Harper’s highlight reels show a daring wide player comfortable using his speed to go past players both on the side of the box to deliver a cross or deep in the midfield to run at goal. While the current Red Bulls attacking midfield corps includes clever passers like Caden Clark and Florian Valot and predatory scorers like Daniel Royer and Omir Fernandez, a direct dribbler like Harper could add a new dimension to the New York attack wherever he is placed in the lineup.
However questions linger about whether a role exists for a wide forward player in the narrow midfield diamond tactical system traditionally preferred by new Red Bulls manager Gerhard Struber. Struber’s teams have typically relied on fullbacks and the inside-out movement of central strikers rather than traditional wingers to provide width, and the signings of line-hugging fullback Tom Edwards and pacey target striker Fábio Gomes Netto have further foreshadowed such an approach.
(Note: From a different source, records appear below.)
PR #1219, opened 2020-09-17
Fix FunctionsDataView::ParallelFilter to actually use the module name

dpallotti:
Like in `FunctionsDataView::DoFilter`. The mistake arose at some point because
"file" was previously used to refer to the module (at least I assume).


florian-kuebler:
Looping in @antonrohr as he recently worked on module names/paths.

dimitry- (approved):

PR #1221, opened 2020-09-17
Add small vertical gap between GPU events

karupayun:
Although GPU events are not related, they look like a flamechart and an
user could think that an event below another could have some kind of
relationship. So, we add a small gap similar to the one in Scheduler tracks.
Related to b/168684948.

Currently:
Screen Shot 2020-09-17 at 12 18 18

Now (distance 2 between gpu depths):
Screen Shot 2020-09-17 at 12 19 10

Another possibility (distance 1):
Screen Shot 2020-09-17 at 12 17 48


ronaldfw:
Distance of two looks good to me!

ronaldfw (approved):
LGTM, thanks a lot!

beckerhe:
> Distance of two looks good to me!

To me too!

beckerhe (approved):

PR #1222, opened 2020-09-17
Update two more conan recipe revisions

beckerhe:
Just like cctz, there have been two more packages (pcre2 and double-conversion) whose recipe revision need to be updated such that they work on the public remotes.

Struber may plan on using a variety of formations in New York, but more likely is the conversion of the speedster Harper into one of the hard-pressing spearheads (perhaps in a front two rather than Harper’s preferred “front three”) at the top of Struber’s attack.
The now-confirmed move additionally merges two of the threads that have defined the recruitment process for the Red Bulls under second-year sporting chief Kevin Thelwell. First is the signing of recently-revered talent crowded out of the first team picture at cash-flush British clubs such as Brentford depth chart casualty Dru Yearwood, Crystal Palace exile Mandela Egbo, and former Stoke City player of the year Tom Edwards. The second is American youth internationals (like Caden Clark and Luca Lewis) seeking their professional breakthroughs after unsuccessfully striving for higher levels early on.
Harper additionally becomes the latest first-generation European-American signed by New York in recent months after the addition of Italian dual national goalkeeper Lewis from Torino. There is a constantly-increasing amount of Americans at European clubs who would qualify as domestic players in MLS, and with many of them inevitably finding paths to professional minutes blocked at these higher levels it would be canny for a youth-focused Red Bulls club to continue mining this vein of talent.
But in the meantime Harper helps the team continue on its trend of becoming younger, faster, and perhaps more Red Bull than they ever have. Whether or not you think this is the correct approach, the club is clearly committed to a coherent technical identity after several years of drift and neglect. In a league when most other teams are back to the drawing board after a global pandemic that disrupted roster plans and depressed the transfer market, the decisiveness displayed by the Red Bulls could be all the edge they need, not unlike the last time a bold new regime took over.